From Where Inspiration Arises

One can never tell from where inspiration arises. The Maker Movement is one of the best, most inspiration movements to have arisen in the United States since the Boy or Girls Scouts. The Maker Movement draws inspiration from circumstances and people from all walks of life, is not limited by race or gender, and is a fantastic activity for all family members.

I’d like to be a Maker, one day. Right now, I try to encourage people to do more making, to help them see how one thing can become something else, and how that something else can become this third thing.

I do make maps; I’m a geographer and part-time cartographer. I enjoy being given numbers and making a map from those numbers. Maps, are, after all, simply graphical representations of data associated with some sort of space. But, I’m not a Maker in spite of having a Maker badge. I don’t feel as if I’ve earned my wings, so to speak.

Around me, though, their are people who are honest to goodness Makers.

On the left, a self-bound book with a self-made cover sits atop a topographic map. One morning, I mentioned to the class so many cool things can be made with satellite imagery. Working with satellite imagery is nothing more than working with TIFF images. Remote sensing specialists, which I can claim some connection to, having performed numerous remote sensing projects for fun and profit, may balk at my  cavalier attitude towards satellite imagery. The reality is, anyone can download Landsat 8 imagery, manipulate the TIFF files using GIMP, or Paint.Net, or Adobe Illustrator, or Corel.

I mentioned this possibility to my class, offering to help anyone who wanted to try to use Landsat 8 imagery for something other than the typical land use/land cover analysis. A student of mine took my idea to heart. She didn’t ask me for help; I only planted the seed of an idea. She took the idea back to her book-binding class. The student took an idea posed to her in a STEM course, my cartography course, and used that idea to develop a book cover for her Fine Arts course. I give her tips along the way, suggesting how she might manipulate the color channels to enhance some landscape features versus other landscape features. In other words, not everything needs to appear in their natural colors. Now, she has a bunch of ideas for her book-binding course, stemming from a STEM course. And, I encouraged her to open an Etsy store and she could begin selling her unique, custom-made, self-bound journals. Maybe she will.

The image on the right is a showcase of work produce by local artisan Wyatt Severs. I haven’t known Wyatt very long, perhaps a year at this point, but this fellow is the type of woodsmith who can see shapes in wood no one else can see. The bowl resting on the pedestal is an amazing single-piece of wood turned with care and precision. Wyatt crafts his unique pieces generally from single chunks of wood, from local timber felled from weather, or the results of farmers clearing land. His favorite tool is a lathe, though Wyatt can form functional wood art using a simple pocketknife. In 2015, Wyatt was the recipient of the Emerging Artist Award from the Kentucky Arts Council in recognition of his efforts. When not helping local kids learn and improve their wood-working skills, Wyatt can be found at Penland School of Crafts, in Penland, North Carolina. Penland is a brilliant artist colony where artists share, collaborate, and hone their skills. Wyatt is a true Maker, beginning with little more than a vision, an inspiration, and making that vision manifest. Check out Wyatt Severs web site here.
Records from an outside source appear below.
PR #3352, opened 2021-06-04
Perf data

joakim-hove:
Assemble all the per perforation data in one datastructure.

### DIFF
--- a/CMakeLists_files.cmake
+++ b/CMakeLists_files.cmake
@@ -67,6 +67,7 @@ list (APPEND MAIN_SOURCE_FILES
   opm/simulators/wells/MultisegmentWellEval.cpp
   opm/simulators/wells/MultisegmentWellGeneric.cpp
   opm/simulators/wells/ParallelWellInfo.cpp
+  opm/simulators/wells/PerfData.cpp
   opm/simulators/wells/SegmentState.cpp
   opm/simulators/wells/StandardWellEval.cpp
   opm/simulators/wells/StandardWellGeneric.cpp
@@ -286,6 +287,7 @@ list (APPEND PUBLIC_HEADER_FILES
   opm/simulators/utils/ParallelEclipseState.hpp
   opm/simulators/utils/ParallelRestart.hpp
   opm/simulators/utils/PropsCentroidsDataHandle.hpp
+  opm/simulators/wells/PerfData.hpp
   opm/simulators/wells/PerforationData.hpp
   opm/simulators/wells/RateConverter.hpp
   opm/simulators/utils/readDeck.hpp
--- a/opm/simulators/wells/BlackoilWellModelGeneric.cpp
+++ b/opm/simulators/wells/BlackoilWellModelGeneric.cpp
@@ -188,13 +188,15 @@ loadRestartData(const data::Wells& rst_wells,
             well_state.wellRates(well_index)[i] = rst_well.rates.get(phs[i]);
         }
 
-        auto& perf_pressure = well_state.perfPress(well_index);
         auto& perf_rates = well_state.perfRates(well_index);
         auto& perf_phase_rates = well_state.perfPhaseRates(well_index);
-        const auto& perf_data = this->well_perf_data_[well_index];
 
-        for (std::size_t perf_index = 0; perf_index < perf_data.size(); perf_index++) {
-            const auto& pd = perf_data[perf_index];
+        auto& perf_data = well_state.perfData(well_index);
+        auto& perf_pressure = perf_data.pressure;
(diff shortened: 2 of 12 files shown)


joakim-hove:
jenkins build this please

joakim-hove:
jenkins build this please

joakim-hove:
jenkins build this please

joakim-hove:
jenkins build this please

joakim-hove:
jenkins build this please

joakim-hove:
Comments to this?

blattms:
benchmark please

bska:
> Comments to this?

Please address the [new warnings](https://ci.opm-project.org/job/opm-simulators-PR-builder/2543/gcc/new/) first.

blattms:
I am probably not educated enough to comment in the part from OPM and don't have a clear picture what the final goal is. But here are my two cents, anyway:

As someone coming from high performance computing, I am usually fond of plain old data in big arrays (rather than arrays of classes with multiple small arrays), like it was before, as it usually minimizes cache misses. I am a bit unsure whether this plays a role here or not (might depend on the number of wells and the number of perforation for each well). But minimizing cache misses usually does not hurt.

There are those in government who don’t understand how inspiration works. There view is narrow and limited. They believe the only way to success is through obtaining an MBA, or becoming a licensed electrician, or a certified public accountant. The problem with that perspective is not that those achievements can’t happen – they clearly do – but the hubris infused in a limited perspective eliminates all other pathways to success, reduces success to a very simple construct which may not work for everyone and excludes many permutations to success. And that is horrible.

STEM cannot and should be the solitary road to success, nor should STEM become the primary focus or emphasis for funding in higher education. Engineers need inspiration found in Fine Arts. Physicists need inspiration in painting, playing piano, or poetry. Our global economy is becoming more intricately connected each day; our business people need to be sensitive to multiples cultures, speak their languages, be familiar with their history and geography. Those are pathways to success.

Ignoring liberal arts and the role those topics play in creating a robust and nimble workforce sets a dangerous precedent, will have a deleterious affect which won’t be responsible for destroying our economy but will force us to go through yet another massive restructuring in order to right the wrongs. Do we really want to have a conversation in 30 years: “You know, eliminating the Humanities and Fine Arts departments in the United States really was a bad idea. Who knew? Who among us could have foretold the United States would have slid from the world’s #1 economy to the world’s 17th economy in about a generation? Who could see that coming?” I’m not alone is seeing this problem, I’m just a voice in the ether. However, our elected officials are immune to seeing this as a problem, are seemingly ignorant of the impact of their narrow-mindedness. From Sam Brownback in Kansas, Bruce Rauner in Illinois, and Matt Bevin in Kentucky, several of our elected officials lack the intellectual capacity to see the dangerous course they are setting their states upon.

Because we cannot know for sure from where inspiration arises and we shouldn’t allow our own bias, our own hubris, or politics impair the success of people.